___ RECORDS FOR THIS TASK ___
PR #361, opened 2026-05-24
Optimize volume archive import path resolution

laotoutou:
## Summary
- cache resolved directory inodes while importing tar archives
- write archive files by parent inode instead of re-resolving full paths for every entry
- add coverage for repeated files under the same archive directory

## Tests
- go test ./storage-proxy/pkg/http

## Benchmark plan
- Run remote kind benchmark against an OpenNext-style archive while PR CI runs.

### DIFF
--- a/storage-proxy/pkg/http/handlers_volume_files.go
+++ b/storage-proxy/pkg/http/handlers_volume_files.go
@@ -875,6 +875,7 @@ func (s *Server) importVolumeTarArchive(ctx context.Context, volumeID, basePath 
 		return nil, false, err
 	}
 	tarReader := tar.NewReader(reader)
+	importer := newVolumeArchiveImporter(s, volumeID)
 	result := &volumeFileArchiveImportResponse{}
___
**WORK TO BE COMPLETED**
Line by line, count how many lines of the entries contain the word "storage", and give only that number.

**EXPECTED OUTPUT**
3